Par Régis Crépet, météorologue
mis à jour le

La première forte dégradation orageuse de fin d'été est attendue jeudi dans le sud-est, avec un risque de pluies intenses, de grêle et de fortes rafales. Dans ce contexte, la température exceptionnellement élevée de la Méditerranée constitue un facteur aggravant potentiel, mais elle ne suffit pas à elle seule à expliquer la violence des orages.

La Méditerranée est souvent 5°C au-dessus des moyennes de saison © La Chaine Météo

Une mer exceptionnellement chaude après les canicules

Après un été marqué par des canicules à répétition, la Méditerranée occidentale est toujours en "surchauffe". Mi-août, de vastes secteurs affichaient encore des températures de surface plusieurs degrés au-dessus des normales, avec des anomalies atteignant localement +5 à +6°C. L’eau approche ou dépasse encore 28°C sur certaines zones, localement 29°C en Corse, comme en Guadeloupe.

Cette chaleur favorise l’évaporation et permet aux basses couches de l’atmosphère de se charger davantage en vapeur d’eau. Avec le retour d’un flux marin, cet air très humide peut être transporté vers le Languedoc, la Provence et les reliefs du sud-est. La Méditerranée joue alors le rôle d’un immense réservoir d’humidité et d’énergie disponible pour les orages.

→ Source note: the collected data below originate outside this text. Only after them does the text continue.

PR #188, opened 2021-08-06
Enable relation geometries

adahn6:
### Description:

This PR adds support for Relation geometries added in https://github.com/osmlab/atlas/pull/764 . The major new addition here is a step after raw Atlas generation in which geometric Relation members are consolidated into RDD pairs for their relation id, built, then re-applied to the raw Atlases and saved. This step, known as "augmented Atlases", allows for geometric Relations to have all members across all PBFs built assigned to them quickly and efficiently, so that every shard can have a deterministic, complete geometry for the Relation *without* having to load in every relevant Atlas.

### Potential Impact:

There is a lot that changes with this! But, a significant amount of work has been done to preserve most forward-facing APIs such that there are minimally necessary changes to users. For the most part, the default Atlas generation job will now work faster and with less memory, *and* generate stored geometries for when any relevant Atlas API is called on them.

### Unit Test Approach:

Limited, to be honest most relevant cases are covered in Atlas

### Test Results:

------


src/main/java/org/openstreetmap/atlas/generator/AtlasGeneratorHelper.java
```diff
@@ -172,6 +186,92 @@ public String getName()
...
+    }
+
+    /**
+     * This function takes a given tuple of shard and atlas to the set of multipolygons that were
+     * assembled for it. It will then apply each of those relation multipolygons as feature changes
+     * and save the final atlas with the geometries serialized
+     *
+     * @return function that does the above
+     */
+    protected static PairFunction<Tuple2<String, Tuple2<Atlas, org.apache.spark.api.java.Optional<Set<Tuple2<Long, MultiPolygon>>>>>, String, Atlas> augmentAtlas()
```
matthieun, line 212: I am quite surprised by the optional here. Shouldn't the set just be empty?

src/main/java/org/openstreetmap/atlas/generator/AtlasGeneratorHelper.java
```diff
@@ -172,6 +186,92 @@ public String getName()
...
+    {
+        return (Serializable & PairFunction<Tuple2<String, Tuple2<Atlas, org.apache.spark.api.java.Optional<Set<Tuple2<Long, MultiPolygon>>>>>, String, Atlas>) tuple ->
+        {
+            final Atlas rawAtlas = tuple._2._1;
```
matthieun, line 216: `_2` is a direct access to the member. We usually try to use the accessor methods instead in Java (`_2()`), like below!

src/main/java/org/openstreetmap/atlas/generator/AtlasGeneratorHelper.java
```diff
@@ -172,6 +186,92 @@ public String getName()
...
+            if (!tuple._2()._2.isPresent())
```
matthieun, line 217: With just the empty set, here you could just check that the set is empty or not...

src/main/java/org/openstreetmap/atlas/generator/AtlasGeneratorHelper.java
```diff
@@ -427,28 +599,71 @@ public String getName()
             }
             catch (final Throwable e) // NOSONAR
             {
-                throw new CoreException(ERROR_MESSAGE,
-                        AtlasGeneratorJobGroup.WAY_SECTIONED_PBF.getDescription(), countryShardName,
-                        e);
+                logger.warn("Sectioning had error, probably was null atlas",
```
matthieun, line 602: Error, then logger.error? Or that happens too often?

src/main/java/org/openstreetmap/atlas/mutator/filtering/ChangeFilter.java
```diff
@@ -532,16 +547,23 @@ private void populateRelationShapes(final Change originalChange, final long rela
...
+                .filter(featureChange -> geometricRelationChanges(featureChange, change))
+                // Collect
+                .collect(Collectors.toList());
         final List<FeatureChange> filteredChanges = change.changes()
                 // Strip shallow feature changes
                 .filter(featureChange -> featureChange.afterViewIsFull() || this.atlas
                         .entity(featureChange.getIdentifier(), featureChange.getItemType()) != null)
                 // Strip second degree edges
-                .filter(overlap(initialShardBounds, change))
+                .filter(featureChange -> overlap(initialShardBounds, change).test(featureChange)
```
matthieun, line 560: Might be nicer here to filter twice for readability, since it is an &&

src/main/java/org/openstreetmap/atlas/mutator/filtering/ChangeFilter.java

La mer fournit le carburant, l’atmosphère doit allumer la mèche

Une mer à 28°C ne provoque cependant pas automatiquement des orages violents. Il faut également un mécanisme de déclenchement : de l’air plus froid en altitude, une atmosphère instable, des convergences de vent ou encore le soulèvement de l’air contre les reliefs. Jeudi, plusieurs de ces ingrédients devraient justement être réunis avec la plongée d’une goutte froide vers le sud et l’arrivée d’air plus frais en altitude.

Dans ce contexte, la surchauffe de la Méditerranée peut surtout augmenter la quantité d’humidité disponible et donc renforcer les intensités de pluie sous les cellules les plus actives. Le risque dépendra néanmoins beaucoup de la trajectoire et de la vitesse des orages : des cellules rapides limiteront les cumuls, tandis que des orages stationnaires ou se régénérant sur les mêmes secteurs pourraient devenir nettement plus problématiques. Cette évolution potentiellement violente est sous surveillance : une alerte sera émise ce mercredi à se sujet.